金子最后还是拿到了一笔额外的补偿金,当初义无反顾地跟着男友来西城闯荡,放弃了家里安排好的工作结果却遭到抛弃,现在她也已经慢慢看开,她也知道自己不适合干这一行,于是最终决定回头去老家端铁饭碗了,经历过了这些日子她才知道自己还是更想要过安稳自在的生活。
覃风去送了她一程,两个人在火车站门口惜别。
“我走了,你一个人在公司怎么办啊?”
“说得我好像非你不可似的。”
“嗯……也是,你现在有了小方总,有我没我都一样,以后总有人陪你吃饭,不用每天巴巴地等着给你带外卖。”
哪壶不开提哪壶,覃风不高兴地瞪了她一眼,目光一转看见停在不远处的车子。
方其安开着车窗,远远看到金子挨着覃风说话,一边说一边朝他的方向看过来,覃风远远地望着他,神色淡漠。
“他还是很关心你的,我猜他一定是想跟你复合,你不如顺水推舟从了他呗。”
金子一脸皇帝不急太监急的样子,覃风感到十分烦躁,“你偷偷跟他联系的事我就不跟计较了,你要再跟我提他,以后我们就不用再联系了。”

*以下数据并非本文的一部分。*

PR #159, opened 2021-06-17
Fix types in typing.py

jjmurre:
Separate commit to fix the typings in types.py (and utils.py).

Changed some optional parameters (id, parent) for table and field to mandatory (non-keyword) parameters,
because the parameters are always needed anyway. This simplified the `mypy pleasing` quite a bit.

### DIFF
--- a/src/schematools/types.py
+++ b/src/schematools/types.py
@@ -4,7 +4,20 @@ from __future__ import annotations
 import json
 from collections import UserDict
 from dataclasses import dataclass, field
-from typing import Any, Dict, Iterator, List, NoReturn, Optional, Set, Tuple, TypeVar
+from typing import (
+    AbstractSet,
+    Any,
+    Callable,
+    Dict,
+    Iterator,
+    List,
+    NoReturn,
+    Optional,
+    Set,
+    Tuple,
+    TypeVar,
+    Union,
+)
 
 import jsonschema
 from methodtools import lru_cache
@@ -24,11 +37,11 @@ class SchemaType(UserDict):
 
     @property
     def id(self) -> str:
-        return self["id"]
+        return str(self["id"])
 
     @property
     def type(self) -> str:
-        return self["type"]
+        return str(self["type"])
 
     def json(self) -> str:
         return json.dumps(self.data)
@@ -37,7 +50,7 @@ class SchemaType(UserDict):
         return self.data
 
     @classmethod
-    def from_dict(cls, obj: Dict[str, Any]) -> ST:
+    def from_dict(cls, obj: Dict[str, Any]) -> SchemaType:
         return cls(obj)
 
 
@@ -55,7 +68,7 @@ class DatasetSchema(SchemaType):
     This is a collection of JSON Schema's within a single file.
     """
 
-    def __init__(self, *args, **kwargs) -> None:
+    def __init__(self, *args: Any, **kwargs: Any) -> None:
         """When initializing a datasets, a cache of related datasets
         can be added (at classlevel). Thus, we are able to get (temporal) info
         about the related datasets
@@ -65,7 +78,7 @@ class DatasetSchema(SchemaType):
         self.dataset_collection.add_dataset(self)
 
     @classmethod
-    def from_file(cls, filename: str):
+    def from_file(cls, filename: str) -> DatasetSchema:
         """Open an Amsterdam schema from a file."""
         with open(filename) as fh:
             return cls.from_dict(json.load(fh))
@@ -79,12 +92,12 @@ class DatasetSchema(SchemaType):
         return cls(obj)
 
     @property
-    def title(self) -> str:
+    def title(self) -> Optional[str]:
         """Title of the dataset (if set)"""
         return self.get("title")
 
     @property
-    def description(self) -> str:
+    def description(self) -> Optional[str]:
         """Description of the dataset (if set)"""
         return self.get("description")
 
@@ -99,38 +112,38 @@ class DatasetSchema(SchemaType):
         return self.get("url_prefix", "")
 
     @property
-    def identifier(self):
+    def identifier(self) -> str:
         """Which fields acts as identifier. (default is Django "pk" field)"""
         return self.get("identifier", "pk")
 
     @property
-    def version(self):
+    def version(self) -> str:
         """Dataset Schema Version"""
         return self.get("version", None)
 
     @property
-    def default_version(self):
+    def default_version(self) -> str:
         """Default version for this schema"""
         return self.get("default_version", self.version)
 
     @property
-    def is_default_version(self):
+    def is_default_version(self) -> bool:
         """Is this Default Dataset version.
         Defaults to True, in order to stay backwards compatible."""
         return self.default_version == self.version
 
     @property
-    def auth(self):
+    def auth(self) -> Optional[Union[str, List[str]]]:
         """Auth of the dataset (if set)"""
         return self.get("auth")
 
-    def get_dataset_schema(self, dataset_id) -> DatasetSchema:
+    def get_dataset_schema(self, dataset_id: str) -> DatasetSchema:
         return self.dataset_collection.get_dataset(dataset_id)
 
     @property
     def tables(self) -> List[DatasetTableSchema]:
         """Access the tables within the file"""
-        return [DatasetTableSchema(i, _parent_schema=self) for i in self["tables"]]
+        return [DatasetTableSchema(self, i) for i in self["tables"]]
 
     def get_tables(
         self,
@@ -145,7 +158,7 @@ class DatasetSchema(SchemaType):
             tables += self.through_tables
         return tables
 
-    @lru_cache()
+    @lru_cache()  # type: ignore[misc]
     def get_table_by_id(
         self, table_id: str, include_nested: bool = True, include_through: bool = True
     ) -> DatasetTableSchema:
@@ -214,11 +227,11 @@ class DatasetSchema(SchemaType):
         # we need to add a shortname to the dynamically generated
         # schema definition.
         if field.has_shortname or table.has_shortname:
-            snakecased_fieldname = to_snake_case(field.name)
+            snakecased_fieldname: str = to_snake_case(field.name)
             sub_table_schema["shortname"] = get_rel_table_identifier(
                 len(self.id) + 1, table.name, snakecased_fieldname
             )
-        return DatasetTableSchema(sub_table_schema, _parent_schema=self, nested_table=True)
+        return DatasetTableSchema(self, sub_table_schema, nested_table=True)
 
     def build_through_table(
         self, table: DatasetTableSchema, field: DatasetFieldSchema
@@ -277,7 +290,7 @@ class DatasetSchema(SchemaType):
         if relation is None and table.is_temporal:
             relation = field.relation
         right_dataset_id, right_table_id = [
-            to_snake_case(part) for part in relation.split(":")[:2]
+            to_snake_case(part) for part in str(relation).split(":")[:2]
         ]
 
         # XXX maybe not logical to snakecase the fieldname here.
@@ -286,7 +299,7 @@ class DatasetSchema(SchemaType):
         snakecased_field_id = to_snake_case(field.id)
         table_id = get_rel_table_identifier(len(self.id) + 1, table.id, snakecased_field_id)
 
-        sub_table_schema = {
+        sub_table_schema: Dict[str, Any] = {
             "id": table_id,
             "type": "table",
             "schema": {
@@ -318,20 +331,22 @@ class DatasetSchema(SchemaType):
 
         # Get the schema of the target table, to be able to get the
         # identifier fields.
-        target_table = table.dataset.get_dataset_schema(right_dataset_id).get_table_by_id(
-            right_table_id, include_nested=False, include_through=False
-        )
+        target_identifier_fields: Set[str] = set()
+        if table.dataset is not None:
+            target_table = table.dataset.get_dataset_schema(right_dataset_id).get_table_by_id(
+                right_table_id, include_nested=False, include_through=False
+            )
+            target_identifier_fields = set(target_table.identifier)
 
         # For both types of through tables (M2M and FK), we add extra fields
         # to the table (see docstring).
-        if field.is_through_table:
+        if field.is_through_table and target_identifier_fields:
             if field.is_object:
                 properties = field.get("properties", {})
             elif field.is_array_of_objects:
                 properties = field["items"].get("properties", {})
             else:
                 properties = {}
-            target_identifier_fields = set(target_table.identifier)
             # Prefix the fields for the target side of the relation
             extra_fields = {}
             for sub_field_id, sub_field in properties.items():
@@ -350,10 +365,10 @@ class DatasetSchema(SchemaType):
 
             sub_table_schema["schema"]["properties"].update(extra_fields)
 
-        return DatasetTableSchema(sub_table_schema, _parent_schema=self, through_table=True)
+        return DatasetTableSchema(self, sub_table_schema, through_table=True)
 
     @property
-    def related_dataset_schema_ids(self):
+    def related_dataset_schema_ids(self) -> Iterator[str]:
         """Fetch a list or related schema ids.
 
         When a dataset has relations,
@@ -393,7 +408,12 @@ class DatasetTableSchema(SchemaType):
     """
 
     def __init__(
-        self, *args, _parent_schema=None, nested_table=False, through_table=False, **kwargs
+        self,
+        _parent_schema: DatasetSchema,
+        *args: Any,
+        nested_table: bool = False,
+        through_table: bool = False,
+        **kwargs: Any,
     ) -> None:
         super().__init__(*args, **kwargs)
         self._parent_schema = _parent_schema
@@ -407,7 +427,7 @@ class DatasetTableSchema(SchemaType):
             raise ValueError("Invalid JSON-schema contents of table")
 
     @property
-    def name(self) -> Optional[str]:
+    def name(self) -> str:
         return self.get("shortname", self.id)
 
     @property
@@ -415,7 +435,7 @@ class DatasetTableSchema(SchemaType):
         return self.get("shortname") is not None
 
     @property
-    def dataset(self) -> Optional[DatasetSchema]:
+    def dataset(self) -> DatasetSchema:
         """The dataset that this table is part of."""
         return self._parent_schema
 
@@ -424,12 +444,10 @@ class DatasetTableSchema(SchemaType):
         """The description of the table as stated in the schema."""
         return self.get("description")
 
-    def get_fields(self, include_sub_fields=False) -> Iterator[DatasetFieldSchema]:
+    def get_fields(self, include_sub_fields: bool = False) -> Iterator[DatasetFieldSchema]:
         required = set(self["schema"]["required"])
         for id_, spec in self["schema"]["properties"].items():
-            field_schema = DatasetFieldSchema(
-                _id=id_, _parent_table=self, _required=(id_ in required), **spec
-            )
+            field_schema = DatasetFieldSchema(id_, self, _required=(id_ in required), **spec)
 
             # Add extra fields for relations of type object
             # These fields are added to identify the different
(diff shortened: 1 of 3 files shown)


src/schematools/types.py
```diff
@@ -99,38 +112,38 @@ def url_prefix(self) -> str:
...
 
     @property
-    def identifier(self):
+    def identifier(self) -> str:
         """Which fields acts as identifier. (default is Django "pk" field)"""
         return self.get("identifier", "pk")
 
     @property
-    def version(self):
+    def version(self) -> str:
```
vdboor, line 120:
```suggestion
    def version(self) -> Optional[str]:
```

src/schematools/types.py
```diff
@@ -99,38 +112,38 @@ def url_prefix(self) -> str:
...
     @property
-    def is_default_version(self):
+    def is_default_version(self) -> bool:
         """Is this Default Dataset version.
         Defaults to True, in order to stay backwards compatible."""
         return self.default_version == self.version
 
     @property
-    def auth(self):
+    def auth(self) -> Optional[Union[str, List[str]]]:
```
vdboor, line 136: laat maar weg, ik heb hier consistent `set[str]` van gemaakt in de auth refactor.

src/schematools/types.py
```diff
@@ -277,7 +290,7 @@ def build_through_table(
         if relation is None and table.is_temporal:
             relation = field.relation
         right_dataset_id, right_table_id = [
-            to_snake_case(part) for part in relation.split(":")[:2]
+            to_snake_case(part) for part in str(relation).split(":")[:2]
```
vdboor, line 293: Dit wordt dus `"None".split(":")[:2]` en geeft nog vreemdere situaties zo.

src/schematools/types.py
```diff
@@ -24,11 +37,11 @@ def __missing__(self, key: str) -> NoReturn:
 
     @property
     def id(self) -> str:
-        return self["id"]
+        return str(self["id"])
 
     @property
     def type(self) -> str:
-        return self["type"]
+        return str(self["type"])
```
vdboor, line 44: misschien liever `cast(str, self["type"])`?

src/schematools/types.py
```diff
@@ -214,11 +227,11 @@ def build_nested_table(
         # we need to add a shortname to the dynamically generated
         # schema definition.
         if field.has_shortname or table.has_shortname:
-            snakecased_fieldname = to_snake_case(field.name)
+            snakecased_fieldname: str = to_snake_case(field.name)
```
vdboor, line 230: is dat nodig? niet leiver `to_snake_case()` voorzien van een return type?

src/schematools/types.py
```diff
@@ -406,16 +426,25 @@ def __init__(
...
             raise ValueError("Invalid JSON-schema contents of table")
 
+    @classmethod
+    def from_dict(cls, obj: Dict[str, Any]) -> DatasetTableSchema:
+        """Create tableschema from a dict.
+
+        When this factory function is used, the _parent_schema argument is missing
+        and will be set to an empty DatasetSchema.
+        """
+        return cls(DatasetSchema({"id": "parent", "type": "dataset"}), obj)
```
vdboor, line 436: Is dat handig? straks kunnen we debuggen waarom er zo'n vreemde "parent" dataset rondspookt.

src/schematools/types.py
```diff
@@ -406,16 +426,25 @@ def __init__(
...
+    def name(self) -> str:
         return self.get("shortname", self.id)
 
     @property
     def has_shortname(self) -> bool:
         return self.get("shortname") is not None
 
     @property
-    def dataset(self) -> Optional[DatasetSchema]:
+    def dataset(self) -> DatasetSchema:
```
vdboor, line 447: moet dan ook weer anders

src/schematools/types.py
```diff
@@ -660,24 +688,35 @@ def __init__(
...
 
+    @classmethod
+    def from_dict(cls, obj: Dict[str, Any]) -> DatasetFieldSchema:
+        """Create fieldschema from a dict.
+
+        When this factory function is used, the _id and _parent_table arguments are missing
+        and will be set to the "id" of the obj argument and an empty DatasetSchema.
+        """
+        return cls(
+            obj["id"], DatasetTableSchema(DatasetSchema({"id": "parent", "type": "dataset"})), obj
```
vdboor, line 699: is dat handig, dat er een fake tabel in gezet wordt? Geeft ook weer andere rare fouten

src/schematools/types.py
gkoller: There's more to it. Let me look something up

gkoller: No, `version` is a required property according to the meta schema. Hence we should always be able to return a version. Meaning `-> str` is the correct return type

src/schematools/types.py
jjmurre: De id en parent waren optioneel, maar zijn eigenlijk overal nodig. Probleem als ze optioneel zijn is ook dat je een shitload extra checks nodig hebt om mypy tevreden te stellen.
Overigens wordt deze factory function voor de DatasetTable maar op 1 plek in de DSO gebruikt in een testje. We kunnen ook deze factory function weghalen. Die fake dataset zit mij idd ook niet lekker.

src/schematools/types.py
jjmurre: Goed punt, beter met een cast.

src/schematools/types.py
gkoller: The conversions or casts are necessary as MyPy has no idea what the types of the values associated with the keys `id` and `type` are. But I'm wondering if we can do better?

Schemas have a set a predefined attributes and a set of user definable attributes. If we would have had only predefined attributes we could have used a `dataclass` (or `TypedDict`). That way MyPy would have know that both `id` and `type` are of type`str`, obviating the need for casts/conversions.

However both `dataclass`es and `TypedDict`s do not support extra keys (the user definable attributes in the schemas, eg column names of tables). Hence we can't use a `dataclass` or even a `TypedDict` as the base class for our schema types. I'm wondering if there is anything out there that would allow for extra keys in Python data structures while still providing the type checking for the predefined keys?

src/schematools/types.py
```diff
@@ -37,7 +50,7 @@ def json_data(self) -> Dict[str, Any]:
         return self.data
 
     @classmethod
-    def from_dict(cls, obj: Dict[str, Any]) -> ST:
+    def from_dict(cls, obj: Dict[str, Any]) -> SchemaType:
```
gkoller, line 53: This is incorrect. `SchemaType.from_dict` is inherited by more specialized classes, eg `DatasetSchema`. If we call `DatasetSchema.from_dict` we do **not** want it to return a `SchemaType`, we want it to return a `DatasetSchema`. The `TypeVar` `ST` ensure exactly that.

gkoller: I'm sorry. Ignore my comment. `-> SchemaType` is correct.

src/schematools/types.py
gkoller: No, version is a required property according to the meta schema. Hence we should always be able to return a version. Meaning -> str is the correct return type

src/schematools/types.py
gkoller: `to_snake_case()` is already type annotated to return a `str` Hence MyPy should be able to derive this.

src/schematools/types.py
```diff
@@ -286,7 +299,7 @@ def build_through_table(
         snakecased_field_id = to_snake_case(field.id)
         table_id = get_rel_table_identifier(len(self.id) + 1, table.id, snakecased_field_id)
 
-        sub_table_schema = {
+        sub_table_schema: Dict[str, Any] = {
```
gkoller, line 302: This is a recurring datatype. Maybe introduce an alias for it?

```python
Json = Dict[str, Any]
```

Or to provide some top level type checking until MyPy support recursive types:

```python
Json = Union[Dict[str, Any], List, str, int, float, bool, None, object]
```

Yes `Json` instead of `JSON`. Why? Loved this explanation in https://nim-lang.org/docs/nep1.html

> In the age of HTTP, HTML, FTP, TCP, IP, UTF, WWW it is foolish to pretend these are somewhat special words requiring all uppercase. Instead treat them as what they are: Real words. So it's parseUrl rather than parseURL, checkHttpHeader instead of checkHTTPHeader etc.

src/schematools/types.py
```diff
@@ -475,12 +503,12 @@ def get_through_tables_by_id(self) -> List[DatasetTableSchema]:
         return tables
 
     @property
-    def display_field(self):
+    def display_field(self) -> Optional[Any]:
```
gkoller, line 506: Should this be `-> Optional[str]`

I am suggesting `str` as `display` is defined in the meta schema as:

```json
    "display": {
      "type": "string"
    },
```
However the docstring below suggest the result, if any, can be plural (fields). Should it be `Optional[List[str]]` then?

src/schematools/types.py
```diff
@@ -475,12 +503,12 @@ def get_through_tables_by_id(self) -> List[DatasetTableSchema]:
...
         """Tell which fields can be used as display field."""
         return self["schema"].get("display", None)
 
-    def get_dataset_schema(self, dataset_id):
-        """Return another datasets"""
+    def get_dataset_schema(self, dataset_id: str) -> Optional[DatasetSchema]:
+        """Return another dataset"""
         return self._parent_schema.get_dataset_schema(dataset_id)
```
gkoller, line 512: How does this function work? Every `DatasetSchema` has a `_parent_schema` of type DatasetSchema that is required (it is not `Optional`)

Calling `get_dataset_schema` on a `DatasetSchema` instance recursively calls `get_dataset_schema` on its parent. How does it stop? In other words what is its stopping condition?

src/schematools/types.py
```diff
@@ -536,43 +564,45 @@ def identifier(self) -> List[str]:
         # Convert identifier to a list, to be backwards compatible with older schemas
         if not isinstance(identifier, list):
             identifier = [identifier]
-        return identifier
+        return list(identifier)  # mypy pleaser
```
gkoller, line 567: Amazed this is needed to please MyPy. What version are you running?

And if it is really needed a `cast(List[str], ....)` would arguably be more appropriate.

src/schematools/types.py
```diff
@@ -536,43 +564,45 @@ def identifier(self) -> List[str]:
...
     @property
-    def filters(self):
+    def filters(self) -> Dict[str, Dict[str, str]]:
         """Fetch list of additional filters"""
-        return self["schema"].get("additionalFilters", {})
+        return dict(self["schema"].get("additionalFilters", {}))
 
     @property
-    def relations(self):
+    def relations(self) -> Dict[Any, Any]:
```
gkoller, line 595: I am not so familiar with relations. However `Any` for the key seems especially broad. I assume it can be `str` if I read the docstring correctly (_dictionary of names ..._)

Regarding the values. Does it resolve relations to actual table definitions? If so the return type can be `Dict[str, DatasetTableSchema]`.

If on the other hand it simple returns a JSON blob, you could turn it into `Dict[str, Json]` using the `Json` definition in https://github.com/Amsterdam/schema-tools/pull/159/files#r653344045

src/schematools/types.py
```diff
@@ -594,7 +624,7 @@ def model_name(self) -> str:
         model_name = self.id
         if self.dataset.version is not None and not self.dataset.is_default_version:
             model_name = f"{model_name}_{self.dataset.version}"
-        return to_snake_case(model_name)
+        return str(to_snake_case(model_name))  # mypy pleaser
```
gkoller, line 627: Should not be necessary. `to_snake_case` is already type annotated to return a `str`.

src/schematools/types.py
```diff
@@ -754,18 +793,18 @@ def provenance(self) -> Optional[str]:
...
     def get_dimension_fieldnames_for_relation(
-        self, relation: str, nm_relation: str
+        self, relation: Optional[str], nm_relation: Optional[str]
     ) -> Dict[str, List[str]]:
         """Gets the dimension fieldnames."""
         if relation is None and nm_relation is None:
             return {}
 
-        dataset_id, table_id = (relation or nm_relation).split(":")
+        dataset_id, table_id = str(relation or nm_relation).split(":")
```
gkoller, line 807: Hmm, so I presume MyPy can't determine, from the above if statement, that this or-expression evaluates to a `str`? Weird.

src/schematools/types.py
```diff
@@ -892,25 +931,25 @@ class ProfileSchema(SchemaType):
...
+    def name(self) -> Optional[str]:
         """Name of Profile (if set)"""
         return self.get("name")
 
     @property
-    def scopes(self):
+    def scopes(self) -> List[str]:
         """Scopes of Profile (if set)"""
-        return self.get("scopes")
+        return list(self.get("scopes", []))
```
gkoller, line 952: `cast(List[str], ...)`

src/schematools/utils.py
```diff
@@ -59,15 +67,22 @@ def profile_defs_from_url(profiles_url: Union[URL, str]) -> Dict[str, types.Prof
...
+        for p_name, p_schema in defs_from_url(
+            base_url=profiles_url, data_type=types.ProfileSchema
+        ).items()
+    }
 
 
-def defs_from_url(base_url: Union[URL, str], data_type: Type[types.ST]) -> Dict[str, types.ST]:
+def defs_from_url(
+    base_url: Union[URL, str], data_type: Type[types.SchemaType]
+) -> Dict[str, types.SchemaType]:
```
gkoller, line 80: You should revert this change. By returning `SchemaType` here you need all those explicit upcasts in `schema_def_from_url` and `schema_defs_from_url`. With the original `TypeVar` definition `ST` those upcasts (from `SchemaType` to more specific type`) will not be necessary anymore.

src/schematools/utils.py
```diff
@@ -59,15 +67,22 @@ def profile_defs_from_url(profiles_url: Union[URL, str]) -> Dict[str, types.Prof
...
     """Fetch all schema definitions from a remote file.
 
     The URL could be ``https://schemas.data.amsterdam.nl/datasets/``
     """
-    schema_lookup: Dict[str, types.ST] = {}
+    schema_lookup: Dict[str, types.SchemaType] = {}
```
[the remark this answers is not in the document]
jjmurre: Hm. Whenever used `ST` mypy was always complaining about it. Could this be a mypy version problem?

src/schematools/utils.py
```diff
@@ -109,7 +124,7 @@ def def_from_url(
         response = connection.get(base_url / index[dataset_id])
         response.raise_for_status()
 
-        dataset_schema: types.ST = data_type.from_dict(response.json())
+        dataset_schema: types.SchemaType = data_type.from_dict(response.json())
```
gkoller, line 127: `ST` was correct. By downcasting every possible `SchemaType` to `SchemaType` here, you'll need upcasts to more specific types elsewhere. `ST`'s definition prevents that.

src/schematools/types.py
jjmurre: That is not how it works. The `DatasetTableSchema` has a `_parent_schema` which is a `DatasetSchema`. So, there is no recursion involved.

src/schematools/types.py
jjmurre: My mypy version is 0.812 (feb 19, 2021), seems quite recent. I agree, cast is better.

src/schematools/types.py
gkoller: Pydantic seems to be able to provide the means to do exactly that with the following option:
```python
    class Config:
        extra = 'allow'
```

See also: https://pydantic-docs.helpmanual.io/usage/model_config/

* extra
  *  whether to ignore, allow, or forbid extra attributes during model initialization. Accepts the string values of 'ignore', 'allow', or 'forbid', or values of the Extra enum (default: Extra.ignore). 'forbid' will cause validation to fail if extra attributes are included, 'ignore' will silently ignore any extra attributes, and 'allow' will assign the attributes to the model.

src/schematools/types.py
jjmurre: Yes:
    returning Any from function declared to return "str"  [no-any-return]
Now solved it with a `cast`. I think you are right (other comment) that the return type of `to_snake_case`, because of the decorator, cannot be inferred correctly.

src/schematools/types.py
vdboor: Grappig, ik die ook altijd `checkHttpUrl` i.p.v. `checkHTTPURL`, maar als er niet geconcat wordt wel `URL` en dus `JSON` :-p. Hoewel ik wel weer een `QUrl` gebruik.

src/schematools/utils.py
```diff
@@ -59,7 +64,12 @@ def profile_defs_from_url(profiles_url: Union[URL, str]) -> Dict[str, types.Prof
 
     The URL could be ``https://schemas.data.amsterdam.nl/profiles/``
     """
-    return defs_from_url(base_url=profiles_url, data_type=types.ProfileSchema)
+    return {
+        p_name: p_schema
+        for p_name, p_schema in defs_from_url(
+            base_url=profiles_url, data_type=types.ProfileSchema
+        ).items()
+    }
```
vdboor, line 72: Hebben we dit echt nodig?

src/schematools/utils.py
```diff
@@ -36,7 +36,12 @@ def schema_defs_from_url(
         )
         return {dataset_name: schema}
 
-    return defs_from_url(base_url=schemas_url, data_type=types.DatasetSchema)
+    return {
+        ds_name: ds_schema
+        for ds_name, ds_schema in defs_from_url(
+            base_url=schemas_url, data_type=types.DatasetSchema
+        ).items()
+    }
```
vdboor, line 44: Hebben we dit echt nodig?

src/schematools/types.py
```diff
@@ -952,7 +998,12 @@ def tables(self) -> Dict[str, ProfileTableSchema]:
 class ProfileTableSchema(DatasetType):
     """A single table in the profile"""
 
-    def __init__(self, _id, _parent_schema=None, data: Optional[Dict[str, Any]] = None):
+    def __init__(
+        self,
+        _id: str,
+        _parent_schema: Optional[ProfileDatasetSchema] = None,
+        data: Optional[Dict[str, Any]] = None,
```
vdboor, line 1005: data niet gewoon verplicht maken i.p.v. optional?

src/schematools/types.py
```diff
@@ -923,7 +964,12 @@ def datasets(self) -> Dict[str, ProfileDatasetSchema]:
 class ProfileDatasetSchema(DatasetType):
     """A schema inside the profile dataset"""
 
-    def __init__(self, _id, _parent_schema=None, data: Optional[Dict[str, Any]] = None):
+    def __init__(
+        self,
+        _id: str,
+        _parent_schema: Optional[ProfileSchema] = None,
+        data: Optional[Dict[str, Any]] = None,
```
vdboor, line 971: Kunnen we data verplicht maken?

src/schematools/types.py
gkoller: Ah, thanks for the clarification. I had missed that this was `DatasetTableSchema`'s `get_dataset_schema`.

src/schematools/types.py
jjmurre: This fake parent was not a good idea. I reverted it and made the parameters optional again.

src/schematools/types.py
jjmurre: Restored to Optional. And added extra checks for None in the code where `dataset` is used.

src/schematools/types.py
jjmurre: Verwijderd.

src/schematools/utils.py
jjmurre: Kon gelukkig weer verwijderd worden agv. fix door @gkoller bij het gebruik van `ST` typevar.

src/schematools/utils.py
jjmurre: Niet meer, zie hierboven.

src/schematools/types.py
jjmurre: Zo te zien wel. Test blijven werken, ook DSO API tests blijven werken. Aangepast.

src/schematools/utils.py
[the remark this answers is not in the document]
jjmurre: You fixed it with an extra commit on the PR, tx!

src/schematools/utils.py
jjmurre: Fixed!

src/schematools/types.py
jjmurre: Using cast now.

src/schematools/types.py
jjmurre: Has always a fixed structure, changed it to `Dict[str, Dict[str, str]]`.

src/schematools/types.py
jjmurre: I tried the approach with the `Json` alias. The first (simple) variation works. However, for the `Union`  type it is not just introducing the alias and doing a search-replace. This generates 19 mypy new errors. So this Union needs some more investigation.

src/schematools/types.py
jjmurre: It should indeed be `Optional[str]`. Changed.

src/schematools/types.py
jjmurre: Added extra precaution, relation should never be None.

src/schematools/types.py
gkoller: You might consider making it an alias:
```python
Relations = Dict[str, Dict[str, str]]
...
def relations(self) -> Relations:
    ....
```
This way a future more strict (dataclass/Pydantic) based type can easily be introduced by search and replacing `Relations` with `<new-fancy-name-for-new-type>` and addressing the issues MyPy then finds.

gkoller (approved):
Excellent improvement! :+1:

金子看着他无奈地摇摇头,小声嘀咕了一句,“死鸭子嘴硬,这毛病什么时候能改改。”看见覃风飞来的一记眼刀,金子吐了吐舌头,拎起箱子逃之夭夭。
从车站出来,覃风上了路边停着的一辆车。
今早上送金子下楼,方其安已经等在楼下,金子对此一点都不意外,拖着箱子就径直到后备箱放下,然后进了后座。想来两个人早就暗暗联系过,看金子这一丝客气都没有的样子,估计两人也没少联系。
“接下来怎么安排,想去哪儿?”
覃风直截了当地道:“回家。”群儿伞棱]留&究贰,伞究留-
“嗯——”方其安把着方向盘,眼角余光在看他,他忽然想到什么,说:“是应该回去看看了。”
覃风和家里的事,方其安在接到覃母的电话后便猜到,他从未想过覃风会和家里摊牌,心里既高兴又不禁担忧。方其安明白这只是他一时意气用事,怕他事后后悔,便顺水推舟替他圆了过去。那时听到覃母的话他就觉得自己终于有了一个合理的借口让他决心放弃这段恋情。他想要结婚便去,而自己也不再囿于情爱的苦楚,长痛不如短痛。但事实上,自己却是想错了。
“他们找过你?”
“你出走之后伯母很担心你,托我帮忙找。”
覃风出来以后就再没回过家,他托关系查到覃风去了某个旅游城市,他和覃风说了这件事,安慰她覃风去旅游散心,等他想开了自然就会回去,再后来覃母便没有再来问过他。
“为什么没有来找我?”
方其安抓紧方向盘,眼睛盯着前方,绿灯转红,行人匆匆走过,“你——”
“我不要再听你找借口。”
但他始终也没听到方其安的真心话,车子停到覃风住所楼下,他拉着一张脸钻出车子把门重重地甩上。